◆ Exercise ◆
Each record listed below is to be output exactly as written.

◆ Data ◆
PR #1619, opened 2024-02-05
Test to allow custom Config values

### LINKED ISSUE #1618: Test allow custom Config values
With the upcoming change in https://github.com/IntersectMBO/cardano-db-sync/issues/1576 , we are moving command line flags into the config file.

What would be useful is to be able to pass in custom config options via the test.

Cmdv:
# Description

This fixes #1618 
Also multiple reading of the config file is mitigated to just once when db-sync starts.

We can now read a config json file once in the test class that as an init and update it with any custom values required for testing. A single example of it working is:

https://github.com/IntersectMBO/cardano-db-sync/blob/eecc3ee307d425ca29d507b81b4d692615bf85f2/cardano-chain-gen/test/Test/Cardano/Db/Mock/Unit/Conway/CommandLineArg/MigrateConsumedPruneTxOut.hs#L38-L65

# Checklist

- [ ] Self-reviewed the diff

# Migrations

### DIFF
--- a/cardano-chain-gen/test/Test/Cardano/Db/Mock/Config.hs
+++ b/cardano-chain-gen/test/Test/Cardano/Db/Mock/Config.hs
@@ -229,8 +229,8 @@ mkConfig staticDir mutableDir cmdLineArgs config = do
   pure $ Config (Consensus.pInfoConfig pInfoDbSync) pInfoDbSync pInfoForger forging' syncPars
 
 mkSyncNodeConfig :: FilePath -> IO SyncNodeConfig
-mkSyncNodeConfig staticDir =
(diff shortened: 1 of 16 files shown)


sgillespie:
LGTM, but I worry that the list of arguments (runDbSync and withFullConfig and friends) is getting a bit too long

sgillespie (approved):

Cmdv:
@sgillespie I tried to pop in `SyncNodeParams` but that has a `Show` instance which is required by `Logging.Configuration`, so I made a placeholder instance. But then ran into the issue that `SyncNodeParams` is populated via `Parser` monad in `pRunDbSyncNode` so to also add the reading of the json file in that step I couldn't work out how to do.

PR #2084, opened 2026-03-23
Make sure we're using indexes during rollbacks 13.7.0.1

kderme:
Fixes https://github.com/IntersectMBO/cardano-db-sync/issues/2083#issuecomment-4110278201 

The `queryMinRefId` query uses 
```sql
SELECT id FROM <table> WHERE <field> >= $1 ORDER BY id ASC LIMIT 1.
```

The planner sometimes picks a bad plan:

```sql
Index Scan using tx_pkey on tx
  Filter: (block_id >= $1)
```
the filter is not Index Cond, so this ends up in a sequential scan. The index refers to the primary key and is only used for sorting. Instead we want to use
```sql
Sort (top-N heapsort)
  -> Index Scan using idx_tx_block_id
       Index Cond: (block_id >= $1)
```
With this change we use 
```sql
SELECT MIN(id) FROM <table> WHERE <field> >= $1
```
 which forces a good plan:

```sql
Aggregate
  -> Index Scan using idx_tx_block_id
       Index Cond: (block_id >= $1)
```
making sure we're using the Index Cond

### DIFF
--- a/cardano-db/src/Cardano/Db/Statement/MinIds.hs
+++ b/cardano-db/src/Cardano/Db/Statement/MinIds.hs
@@ -37,7 +37,9 @@ import Cardano.Db.Types (DbM)
 -- RAW INT64 QUERIES (for rollback operations)
 ---------------------------------------------------------------------------
 
--- | Find the minimum ID in a table - returns raw Int64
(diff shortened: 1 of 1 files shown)


kderme:
Superseeded by https://github.com/IntersectMBO/cardano-db-sync/pull/2080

◆ Solution ◆
PR #1619, opened 2024-02-05
Test to allow custom Config values

### LINKED ISSUE #1618: Test allow custom Config values
With the upcoming change in https://github.com/IntersectMBO/cardano-db-sync/issues/1576 , we are moving command line flags into the config file.

What would be useful is to be able to pass in custom config options via the test.

Cmdv:
# Description

This fixes #1618 
Also multiple reading of the config file is mitigated to just once when db-sync starts.

We can now read a config json file once in the test class that as an init and update it with any custom values required for testing. A single example of it working is:

https://github.com/IntersectMBO/cardano-db-sync/blob/eecc3ee307d425ca29d507b81b4d692615bf85f2/cardano-chain-gen/test/Test/Cardano/Db/Mock/Unit/Conway/CommandLineArg/MigrateConsumedPruneTxOut.hs#L38-L65

# Checklist

- [ ] Self-reviewed the diff

# Migrations

### DIFF
--- a/cardano-chain-gen/test/Test/Cardano/Db/Mock/Config.hs
+++ b/cardano-chain-gen/test/Test/Cardano/Db/Mock/Config.hs
@@ -229,8 +229,8 @@ mkConfig staticDir mutableDir cmdLineArgs config = do
   pure $ Config (Consensus.pInfoConfig pInfoDbSync) pInfoDbSync pInfoForger forging' syncPars
 
 mkSyncNodeConfig :: FilePath -> IO SyncNodeConfig
-mkSyncNodeConfig staticDir =
(diff shortened: 1 of 16 files shown)


sgillespie:
LGTM, but I worry that the list of arguments (runDbSync and withFullConfig and friends) is getting a bit too long

sgillespie (approved):

Cmdv:
@sgillespie I tried to pop in `SyncNodeParams` but that has a `Show` instance which is required by `Logging.Configuration`, so I made a placeholder instance. But then ran into the issue that `SyncNodeParams` is populated via `Parser` monad in `pRunDbSyncNode` so to also add the reading of the json file in that step I couldn't work out how to do.

PR #2084, opened 2026-03-23
Make sure we're using indexes during rollbacks 13.7.0.1

kderme:
Fixes https://github.com/IntersectMBO/cardano-db-sync/issues/2083#issuecomment-4110278201 

The `queryMinRefId` query uses 
```sql
SELECT id FROM <table> WHERE <field> >= $1 ORDER BY id ASC LIMIT 1.
```

The planner sometimes picks a bad plan:

```sql
Index Scan using tx_pkey on tx
  Filter: (block_id >= $1)
```
the filter is not Index Cond, so this ends up in a sequential scan. The index refers to the primary key and is only used for sorting. Instead we want to use
```sql
Sort (top-N heapsort)
  -> Index Scan using idx_tx_block_id
       Index Cond: (block_id >= $1)
```
With this change we use 
```sql
SELECT MIN(id) FROM <table> WHERE <field> >= $1
```
 which forces a good plan:

```sql
Aggregate
  -> Index Scan using idx_tx_block_id
       Index Cond: (block_id >= $1)
```
making sure we're using the Index Cond

### DIFF
--- a/cardano-db/src/Cardano/Db/Statement/MinIds.hs
+++ b/cardano-db/src/Cardano/Db/Statement/MinIds.hs
@@ -37,7 +37,9 @@ import Cardano.Db.Types (DbM)
 -- RAW INT64 QUERIES (for rollback operations)
 ---------------------------------------------------------------------------
 
--- | Find the minimum ID in a table - returns raw Int64
(diff shortened: 1 of 1 files shown)


kderme:
Superseeded by https://github.com/IntersectMBO/cardano-db-sync/pull/2080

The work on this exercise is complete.